Sunday, October 30, 2011

Dreams...

Have you ever had one of those dreams that when you wake up, it just felt so real, that it sticks with you? You wake up feeling anxious because it was scarey, sad because it was difficult, or excited because of its great news or positive message... Well last night I had one of those kinds of dreams. It was quite interesting that... you were a intricate part in it. Here is what I remember... and I remember a lot, and I dream in color. So imagine how very real it felt to me.

I was sitting in the foyer at church talking to the bishop who was relaying to me how Tanner has things he needs to do on his mission and his actions can impact our family either adversely or positively. If he chooses to not follow the things he is outlined and abide by the rules, then our whole family could be the ones who suffer for his wrong doings. It was as though he was warning me. I realize this stems from the fact that I know that Tanner is doing things he shouldnt be doing while on his mission and it bothers me that he has not humbled himself to follow ALL the rules. So yes, looking into my dream now, I can pick out things that make sense as to the context of some of my dream.

The next thing I remember was sitting in the cultural hall with my kids at a table. Not typical tables and chairs but these were cafeteria type tables. Across the gym walks in Brother & Sister Knight (who are currently serving a mission in the Canary Islands). I was not surprised to see them and they came and sat beside me. They asked me if tanner had been writing home. Not e-mails, but writing, where he had to sit and reflect on his days spent and actually have to recount his activities and see the blessings. I replied No. Only email, and they are very brief. Brother Knight tells me it is imparative that he focus on hand writing Home. His growth will expound by doing this because he will have to take time to reflect on what his mission is all about. He has time, not limited time like he has with the computer. Encourage his to do this. Sister Knight then pulls out 2 letters they had received from Tanner, hand written, and said to me “He is doing fine. Don’t worry.” They both hugged me and walked out of the room. Tanner told me weeks ago he had written me a letter but it has never arrived. I know it is lost somewhere in the mail system, and I don’t know if I will ever get it. Feels like a lost little piece of him that I can’t attain.

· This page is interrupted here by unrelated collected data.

PR #3490, opened 2020-05-01
add gmg objects to memory stats

tcclevenger:
This adds gmg objects to the postprocess/memory_statistics.cc. A few things:

1. This added a lot of functions. I may be making this more difficult. 

- `simulator_access.h`: For each object I had to add a `get_*()` function.

- `stokes_matrix_free.h`: For each object, for both classes `StokesMatrixFreeHandler` and `StokesMatrixFreeHandlerImplementation`, I had to add the same `get_*()` function. This is because the `stokes_matrix_free` member object in `simulator_access.h` cannot access the member variables (it is of BaseClass type, not ImplementationClass.) In the `stokes_matrix_free.cc`, we only need one actual implementation for each `get_*()`.

2. I chose to have only one `DoFHandler` output in `memory_statistics.cc`. I added the memory consumption from the 3 matrix-free DoFHandlers to the system DoFHandler instead of having separate entries. Same with `ConstraintMatrix` and `MGTransfer` objects.

3. A question: Should we include the `system_rhs` or any of the timestep vectors to this output? If so, I can add the diagonal vectors for the matrixfree operators all into a category called "Vector memory consumption (MB)", instead of having "Solution vector memory consumption (MB)".

Let me know thoughts. There may be an implementation that requires less code.


include/aspect/simulator_access.h
```diff
@@ -901,6 +902,74 @@ namespace aspect
       Particle::World<dim> &
       get_particle_world();
 
+      /**
+       *  Return true if using the block GMG Stokes solver.
+       */
+      bool is_matrix_free();
```
tjhei, line 908: we currently do not solve temperature equations matrix-free but we might at some point, so this should contain ``stokes`` somewhere in the name.

tcclevenger:
> I agree that this is a lot of exposed functionality that would otherwise not be needed. One alternative would be to just create one or two `memory_consumption()` functions (or a function that returns a `std::map<name,memory>`). Not sure if this is better than the current approach though. I am fine with keeping it as is.

It is ok with me then. I may try and clean it up later.

tcclevenger:
I am going to run into the issue that I've changed "current_constraints memory consumption (MB)" to "ConstraintMatrix memory consumption (MB)". So virtually every test will fail.

Should I change all the tests to have the new output text? Or just change the code back to "current_constraints"? I think I prefer this new name, but I'm curious what others think.

tcclevenger:
> I am going to run into the issue that I've changed "current_constraints memory consumption (MB)" to "ConstraintMatrix memory consumption (MB)". So virtually every test will fail.
> 
Never mind, I did not realize that only 4 tests output memory statistics. I will just change those tests.

include/aspect/stokes_matrix_free.h
```diff
@@ -392,6 +455,69 @@ namespace aspect
       static
       void declare_parameters (ParameterHandler &prm);
 
+      /**
+       * Return a reference to the DoFHandler that is used for velocity in
+       * the block GMG solver.
+       */
+      const DoFHandler<dim> &
+      get_dof_handler_v () const override;
```
gassmoeller, line 463: I am late, but in the current form you add a lot of very specific functions to SimulatorAccess. For all other cases we usually expose the owning object through `SimulatorAccess` (e.g. `SimulatorAccess::get_newton_handler`) and let  the returned object decide what to expose. Could we do the same here: `SimulatorAccess::get_stokes_matrix_free_handler`? It saves us some functions in SimulatorAccess and reduces the number of places we would have to change if something changes about the implementation.

tcclevenger: Yes, I see that now. I was able to remove all other matrix-free functions in SimulatorAccess with the exception of `is_stokes_matrix_free()`.

include/aspect/simulator_access.h
```diff
@@ -34,6 +34,7 @@
 #include <deal.II/dofs/dof_handler.h>
 #include <deal.II/fe/fe.h>
 #include <deal.II/fe/mapping_q.h>
+#include <deal.II/multigrid/mg_transfer_matrix_free.h>
```
tjhei, line 37: is this needed?

tcclevenger: No, just left over from an older version. I'll remove it.

include/aspect/simulator_access.h
```diff
@@ -901,6 +902,19 @@ namespace aspect
       Particle::World<dim> &
       get_particle_world();
 
+
```
tjhei, line 905: one empty line only

source/postprocess/memory_statistics.cc
```diff
@@ -37,13 +37,39 @@ namespace aspect
...
-      statistics.add_value ("DoFHandler memory consumption (MB) ", this->get_dof_handler().memory_consumption()/mb);
-      statistics.add_value ("current_constraints memory consumption (MB) ", this->get_current_constraints().memory_consumption()/mb);
+
+      double dof_handler_mem = this->get_dof_handler().memory_consumption();
+      double constraints_mem = this->get_current_constraints().memory_consumption();
+      if (this->is_stokes_matrix_free())
+        {
+          dof_handler_mem += this->get_stokes_matrix_free().get_dof_handler_v().memory_consumption()
+                             + this->get_stokes_matrix_free().get_dof_handler_p().memory_consumption();
+#if DEAL_II_VERSION_GTE(9,2,0)
```
tjhei, line 51: what is the reason for this ifdef?

tcclevenger: `memory_consumption()` had not yet been implemented for DG DoFHandlers on the version of dealii the tester is run on.

tjhei: huh, interesting. Can you add this as a comment here, then?

PR #3491, opened 2020-05-01
Maintenance May 2020

tjhei:


tjhei:
> It looks like you deleted doc/manual/plugin_graph.pdf was that intended? Is that not needed for the manual?

huh, there must have been an error that I did not catch.

tjhei:
This looks like a bug on github. The file still exists and looks good, but is a couple of bytes smaller (after all, the viscoplastic box is deleted).
If you click on view file you will get
https://github.com/geodynamics/aspect/blob/5c85005efdb6e2452411d81d729b517b1fcdbeec/doc/manual/plugin_graph.pdf
which looks reasonable.

gassmoeller:
Thanks, the changed files tab looked like the file would be deleted. Good to go then.

PR #3492, opened 2020-05-01
Move dynamic_friction functionality to an existing rheology module

naliboff:
This PR modifies the `drucker_prager` rheology module to include a function and input parameters for calculating the dynamic coefficient of friction. The option to use this functionality is added to the `visco_plastic` material model.

The benefits of this PR is that it would allow removing the `dynamic_friction` material model and allow further testing of rate-state friction type plastic rheology models in the `visco_plastic` material model.

The downside to this PR is that the test case only contained the screen output and we do not have a benchmark for the material models. Perhaps it would be worth expanding the `dynamic_friction` test case first, but then again it is a relatively straightforward change.


include/aspect/material_model/rheology/drucker_prager.h
```diff
@@ -79,6 +84,17 @@ namespace aspect
           parse_parameters (const unsigned int n_fields,
                             ParameterHandler &prm);
 
+          /**
+           * Compute the steady-state angle of internal friction using the standard (static)
+           * angle of internal friction, dynamic angle of internal friction, effective strain
+           * rate, and reference strain rate.
+           */
+          double
+          compute_steady_state_friction (const double angle_internal_friction,
```
gassmoeller, line 93: As far as I can see this function is not really related to the drucker_prager module? All input parameters are provided from the outside. Would it make sense to move it into a separate module called `steady_state_friction_angle`? Or is the computation inside only valid for drucker prager plasticity?
In any case I would suggest renaming to `compute_steady_state_friction_angle` for clarity.

source/material_model/rheology/drucker_prager.cc
```diff
@@ -29,6 +29,29 @@ namespace aspect
...
+      template <int dim>
+      double
+      DruckerPrager<dim>::compute_steady_state_friction (const double angle_internal_friction,
+                                                         const double angle_internal_friction_dynamic,
+                                                         const double effective_strain_rate,
+                                                         const double reference_strain_rate) const
+      {
+
+        // Calculate effective steady-state friction coefficient (mu). The formula below is equivalent to the
+        // equation 13 in van Dinther et al., (2013, JGR). Although here the dynamic friction coefficient
```
gassmoeller, line 41: Please copy the sentence about the publication into the header as well. That is something that is interesting even for readers who are not interested in how it is implemented exactly (=for ASPECT), but only want to understand what this function does in general.

source/material_model/visco_plastic.cc
```diff
@@ -707,6 +716,12 @@ namespace aspect
           // Drucker Prager plasticity parameters
           Rheology::DruckerPrager<dim>::declare_parameters(prm);
 
+          //
```
gassmoeller, line 719: Remove this comment line.

source/material_model/visco_plastic.cc
```diff
@@ -240,9 +240,18 @@ namespace aspect
 
           // Step 3b: calculate weakened friction, cohesion, and pre-yield viscosity
           const double current_cohesion = drucker_prager_parameters.cohesions[j] * weakening_factors[0];
-          const double current_friction = drucker_prager_parameters.angles_internal_friction[j] * weakening_factors[1];
+          double current_friction = drucker_prager_parameters.angles_internal_friction[j] * weakening_factors[1];
           viscosity_pre_yield *= weakening_factors[2];
 
+          // Step 3d: calculate steady-state coefficient of internal friction
+          if (use_steady_state_friction_angle == true)
```
gassmoeller, line 247: What happens if you remove this if-loop completely? As far as I can see the return value of `compute_steady_state_friction` for `drucker_prager_parameters.angles_internal_friction_dynamic[j] == 0` should be exactly `current_friction` and all tests should continue to work. If there are problems due to floating-point inaccuracies, we could introduce a bypass into `compute_steady_state_friction` (e.g. `if (angle_internal_friction_dynamic == 0.0) return angle_internal_friction;`.
This would allow you to remove the additional variable for visco-plastic (which is in essence just a short-hand for `angle_internal_friction_dynamic != 0.0` anyway).

naliboff:
@anne-glerum @EstherHeck - Is this PR worth continuing? If you have prefer a different methodology for moving the dynamic friction to a rheology module or would like to submit a new PR, just let me know :)

naliboff:
Closing this as it will be superseded by work from @EstherHeck and @anne-glerum.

Jordan and I make our way out the door of the gym and turn to look down the hallway. We stop in front of the Relief society room as I see 3 young men walking side by side towards us, smiling. Each wearing white shirts, ties, and dark pants. No missionary badges, and they were so much like grown men to me. All were smiling and fixed their eyes on me as they walked toward us. I instantly began to cry as I saw who it was... Each of you. Zac, Derek, and Jim. In turn each of you hugged me, and Zac tells me “We know you are missing tanner this holiday, so we are ‘home’ to spend them with you in his stead.” All of you smiling now from ear to ear. Jim steps toward me and holds out a blue envelope saying “I went to the post office, searched and found this for you. I know you have been waiting for it.” It was the letter tanner said he had sent that I never got. I hugged you tight Jim and cried.

Next thing I remember is that we were all sitting at the house at the table talking. Zac chimes in “ I understand Jordan will be serving in China on his mission.” I asked you how you knew that, and you replied “I just do.” You look at Derek who nods in agreement and adds “Alleah will be serving in Australia, and Alex is going to Brazil.” I asked How do you guys know this, in disbelief. Looking into your laps, then with conviction that only you Zac, could ever convince me of, you tell me with a quiet peaceful tone in your voice saying ”The same way Jim knew you needed that letter.”

I don’t remember anything else except waking up feeling kind of sad, but also felt like I had a wonderful visit with my 3 favorite missionaries. I don’t know why my dream was what it was. But I am sure there are parts of my psyche that are unsettled that played a large part in it. I also believe that things I was told, were things that was being told to me in a way I would hear, understand, and accept them... perhaps the Lord was counseling me. As for the 3 of you... I guess the knowing that I can always find comfort in the 3 young men that had holidays in my home while they served their missions, and how much I appreciate, respect, and adore each of you... makes perfect sense why thoughts and memories of each of you were sent.

As for Zac & Derek... if my kids go to China, Australia, and Brazil... just know I am going to come find you for this prophesy! Wouldn’t that be just entirely crazy weird?! I Love you all!